== WORKING DATA
PR #2826, opened 2025-06-03
Rust bench for OVM execution

qwang98:
WIP

### DIFF
--- a/cli-openvm/Cargo.toml
+++ b/cli-openvm/Cargo.toml
@@ -22,6 +22,7 @@ eyre = "0.6.12"
 tracing = "0.1.40"
 
 clap = { version = "^4.3", features = ["derive"] }
+criterion = { version = "0.4" }
 
 serde_cbor = "0.11.2"
 
--- a/cli-openvm/benches/execution_benchmark.rs
+++ b/cli-openvm/benches/execution_benchmark.rs
@@ -1,0 +1,32 @@
+use criterion::{criterion_group, criterion_main, Criterion};
+
+const GUEST_KECCAK: &str = "guest_keccak";
+const GUEST_KECCAK_ITER: u32 = 1000;
+const GUEST_KECCAK_APC: u64 = 1;
+const GUEST_KECCAK_SKIP: u64 = 0;
+
+fn keccak_benchmark(c: &mut Criterion) {
+    // To see the component run times (e.g. powdr chip vs non-powdr chip trace gen time, powdr chip dummy trace gen time for each dummy chip)
+    // run with RUST_LOG=debug
+    let mut group = c.benchmark_group("keccak-benchmark");
+
+    // Compile the program to execute
+    let guest_opts = powdr_openvm::GuestOptions::default();
+    let powdr_config = powdr_openvm::PowdrConfig::new(GUEST_KECCAK_APC, GUEST_KECCAK_SKIP);
+    let program =
+        powdr_openvm::compile_guest(GUEST_KECCAK, guest_opts, powdr_config, None).unwrap(); // we don't need PGO because it's guaranteed to run the biggest Keccak basic block without PGO
+    let mut stdin = openvm_sdk::StdIn::default();
+    stdin.write(&GUEST_KECCAK_ITER);
+
+	// Run benchmark
+    group.bench_function("Execute 1000 Keccaks with 1 APC", |b| {
+        b.iter(|| {
+            powdr_openvm::execute(program.clone(), stdin.clone()).unwrap();
+        })
+    });
+
+    group.finish();
+}
+
+criterion_group!(execution_benchmarks, keccak_benchmark);
+criterion_main!(execution_benchmarks);


cli-openvm/benches/execution_benchmark.rs
```diff
@@ -0,0 +1,251 @@
...
+    let mut stdin = StdIn::default();
+    stdin.write(&GUEST_KECCAK_ITER);
+
+    // Default uses 100 samples, which is too many, but 10 samples is the required minimum
+    group.sample_size(10);
+
+    // Run benchmark
+    group.bench_function("Execute 1000 Keccaks with 1 APC", |b| {
+        b.iter(|| {
+            execute_and_generate(program.clone(), stdin.clone()).unwrap();
```
qwang98: This is the function benchmarked.

cli-openvm/benches/execution_benchmark.rs
```diff
@@ -0,0 +1,251 @@
...
+        // visit the fields and extract id
+        let mut visitor = Visitor {
+            id: None,
+            air_name: None,
+        };
+        attrs.record(&mut visitor);
+
+        // turn fields into strings or None
+        let id_str = visitor.id.map(|i| format!("id:{i}"));
+        let air_str = visitor.air_name.map(|a| format!("air:{a}"));
```
pacheco: maybe this logic could be inside a Display implementation of `Visitor`?

cli-openvm/benches/execution_benchmark.rs
```diff
@@ -0,0 +1,251 @@
...
+        let count = durs.len() as u32;
+        let total: Duration = durs.iter().copied().sum();
+        let avg = if count > 0 {
+            total / count
+        } else {
+            Duration::ZERO
+        };
+
+        tracing::info!(
+            "{:indent$}{} → ran {} times, avg = {:?}",
```
pacheco: maybe we're more interested in total time spent rather than avg here?

cli-openvm/benches/execution_benchmark.rs
```diff
@@ -0,0 +1,251 @@
...
+fn print_tree() {
+    let parents = SPAN_PARENTS.lock().unwrap();
+    let times = SPAN_TIMES.lock().unwrap();
+
+    // Build name to set of child names
+    let mut tree: BTreeMap<String, HashSet<String>> = BTreeMap::new();
+    let mut has_parent = HashSet::new();
+
+    for (name, parent_opt) in parents.iter() {
+        if let Some(parent) = parent_opt {
```
pacheco: i wonder if you could insert into `roots` here already and avoid this `has_parent`?

cli-openvm/benches/execution_benchmark.rs
```diff
@@ -0,0 +1,251 @@
...
+            "{:indent$}{} → ran {} times, avg = {:?}",
+            "",
+            name,
+            count,
+            avg,
+            indent = level * 2
+        );
+
+        if let Some(children) = tree.get(name) {
+            let mut kids: Vec<_> = children.iter().cloned().collect();
```
pacheco: is it possible to do `for child in children` directly here?

cli-openvm/benches/execution_benchmark.rs
```diff
@@ -0,0 +1,251 @@
...
+            kids.sort();
```
pacheco: maybe this could be sorted by total time spent, so its easy to see the most expensive spans

cli-openvm/benches/execution_benchmark.rs
qwang98: Sounds good. Not sure how that will impact creating the `key` for the span but will attempt.

cli-openvm/benches/execution_benchmark.rs
qwang98: I think it's actually the `avg` we interested here, because total can depend on the number of sampling, which is a configurable parameter.

cli-openvm/benches/execution_benchmark.rs
qwang98: Actually would prefer to keep the original order in some cases, at least in the out-most layer, as it shows the sequential run of functions, for example, in order of compilation --> execution --> prove.

For substeps within execution, it can be good to either not sort the chips so they keep the order they are executed, or as you point out, sort them by total time spent, so we see the most expensive ones.

So the answer is that we might need EITHER no sorting OR no sorting for some plus time sorted for others. Regardless, my current solution can be improved, so good point made. :)

cli-openvm/benches/execution_benchmark.rs
qwang98: Yes. It's because I attempted to use sort here so had to collect the iter into a concrete type first.

cli-openvm/benches/execution_benchmark.rs
qwang98: Ahh, I agree that I can just collect those nodes that have `None` as `parent_opt`, so you right.

qwang98: Done.

cli-openvm/benches/execution_benchmark.rs
qwang98: Done.

cli-openvm/benches/execution_benchmark.rs
qwang98: I ended up using no sorting at all but just keeping the insertion order via an IndexMap.

cli-openvm/benches/execution_benchmark.rs
qwang98: Done.

cli-openvm/benches/execution_benchmark.rs
```diff
@@ -0,0 +1,47 @@
...
+const GUEST_KECCAK: &str = "guest-keccak";
+const GUEST_KECCAK_ITER: u32 = 1000;
+const GUEST_KECCAK_APC: u64 = 1;
+const GUEST_KECCAK_SKIP: u64 = 0;
+
+fn keccak_benchmark(c: &mut Criterion) {
+    // create a fresh collector for this benchmark
+    let mut collector = BenchmarkCollector::new();
+    collector.install();
+    collector.clear();
```
pacheco: is the clear needed?

cli-openvm/Cargo.toml
```diff
@@ -20,10 +20,20 @@ powdr-openvm.workspace = true
 
 eyre = "0.6.12"
 tracing = "0.1.40"
+once_cell = "1.17"
```
pacheco: not being used anymore?

pacheco (commented):
minor comments, otherwise lgtm

cli-openvm/benches/execution_benchmark.rs
qwang98: Not for this specific example. This API is more for running multiple benchmarks with the same collector and clearing the data in between, so I removed this line. :)

cli-openvm/Cargo.toml
qwang98: Good catch! I switched away from using LazyStatic and this is no longer needed, so I removed it.

cli-openvm/benches/execution_benchmark.rs
qwang98: I moved it to the end with a comment, because still need to use the function so clippy doesn't ask to remove it. Still want to keep this function as a needed feature in the future.

openvm/src/lib.rs
```diff
@@ -458,6 +458,24 @@ pub fn execute(
     Ok(())
 }
 
+pub fn execute_and_generate(
+    program: CompiledProgram<PowdrBB>,
+    inputs: StdIn,
+) -> Result<(), Box<dyn std::error::Error>> {
+    let CompiledProgram { exe, vm_config } = program;
+
+    let app_log_blowup = 2;
```
Schaeff, line 461: iirc this should depend on the max constraint degree. How do we set it in other places?

cli-openvm/benches/execution_benchmark.rs
```diff
@@ -0,0 +1,47 @@
...
+
+const GUEST_KECCAK: &str = "guest-keccak";
+const GUEST_KECCAK_ITER: u32 = 10;
+const GUEST_KECCAK_APC: u64 = 1;
+const GUEST_KECCAK_SKIP: u64 = 0;
+
+fn keccak_benchmark(c: &mut Criterion) {
+    // create a fresh collector for this benchmark
+    let mut collector = BenchmarkCollector::new();
+    collector.install();
```
Schaeff: Could `install` be part of `new` ? Is there a use case for creating a collector and not installing it?

cli-openvm/benches/execution_benchmark.rs
```diff
@@ -0,0 +1,47 @@
...
+        b.iter(|| {
+            execute_and_generate(program.clone(), stdin.clone()).unwrap();
+        })
+    });
+
+    group.finish();
+
+    // Print the tree of spans and their durations
+    collector.print_tree();
+    collector.clear(); // not necessarily needed in this example, but need to clear the collector in between benchmarks when we run multiple with the same collector
```
Schaeff: Could these two be combined and added to the `Drop` implementation of `Collector`? Then when the collector goes out of scope it would print. Is there a use case for running many benchmarks with the same collector?

cli-openvm/Cargo.toml
```diff
@@ -22,8 +22,17 @@ eyre = "0.6.12"
...
 
+[dev-dependencies]
+indexmap = "2.9.0"
+
 [lints]
 workspace = true
+
+[[bench]]
+name = "execution_benchmark"
+harness = false
```
Schaeff: Any reason why the benches should be in the cli crate as opposed to the openvm crate?

cli-openvm/benches/execution_benchmark.rs
Schaeff: This PR already has a lot of code so I reckon we should stick to what we are using now and only extend in the future if needed

cli-openvm/Cargo.toml
qwang98: Original thought was that I might use some CLI functions, but ends up not being true, so I'm moving them.

cli-openvm/benches/execution_benchmark.rs
qwang98: Yes, for example this test group benchmarks multiple functions, and it'll be great to clear the collector in between instead of initializing a new collector each time: https://github.com/powdr-labs/powdr/blob/main/pipeline/benches/evaluator_benchmark.rs#L32-L87

I think I can combine print_tree and clear to print_tree_and_clear, so that when we print some results, which should only happen after a benchmark function, we also clear it for the next benchmark function, if any.

openvm/src/lib.rs
qwang98: I think it's always `app_log_blowup = 2` if you do a full search of the whole code base. It's taken directly from `openvm/src/lib.rs`, the only place this param is set.

cli-openvm/benches/execution_benchmark.rs
qwang98: Cool. Removed it.

cli-openvm/benches/execution_benchmark.rs
qwang98: Done.

cli-openvm/benches/execution_benchmark.rs
qwang98: Done.

cli-openvm/Cargo.toml
qwang98: Done.

qwang98:
Ready for a final.

openvm/Cargo.toml
```diff
@@ -49,6 +49,7 @@ itertools = "0.14.0"
 
 tracing = "0.1.40"
 tracing-subscriber = { version = "0.3.17", features = ["std", "env-filter"] }
+criterion = { version = "0.4" }
```
Schaeff: Can this be a dev dep?

openvm/benches/utils/duration_recorder.rs
```diff
@@ -0,0 +1,146 @@
...
+}
+
+impl DurationRecorderLayer {
+    /// Create a new collector with empty maps.
+    pub fn new() -> Self {
+        Self {
+            span_times: Arc::new(Mutex::new(IndexMap::new())),
+            span_parents: Arc::new(Mutex::new(IndexMap::new())),
+        }
+    }
```
Schaeff: derive(Default)?

openvm/benches/utils/mod.rs
```diff
@@ -0,0 +1,31 @@
...
+        tracing::subscriber::set_global_default(subscriber)
+            .expect("failed to set global tracing subscriber");
+
+        Self { layer }
+    }
+
+    /// Print the timing tree for all collected spans and clear any previously collected data.
+    pub fn print_tree_and_clear(&self) {
+        self.layer.print_tree_and_clear();
+    }
```
Schaeff: It's still unclear to me why we would want the same collector for many benchmarks, so since it's not used in this PR, in the interest of simplifying, I think this function should take `self` by value and be called something like `finish` to match what we are doing with criterion groups. Also, it doesn't seem expensive to create a new one?

openvm/benches/utils/duration_recorder.rs
qwang98: Done.

openvm/benches/utils/mod.rs
qwang98: Done. :)

qwang98:
Ready for a final.

openvm/Cargo.toml
Schaeff: @qwang98 ?

qwang98: Sorry I missed this!

qwang98: Fixed :)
====
Whenever the string "pacheco" shows up in a line of the entries, copy that line.

pacheco: maybe this logic could be inside a Display implementation of `Visitor`?
pacheco: maybe we're more interested in total time spent rather than avg here?
pacheco: i wonder if you could insert into `roots` here already and avoid this `has_parent`?
pacheco: is it possible to do `for child in children` directly here?
pacheco: maybe this could be sorted by total time spent, so its easy to see the most expensive spans
pacheco: is the clear needed?
pacheco: not being used anymore?
pacheco (commented):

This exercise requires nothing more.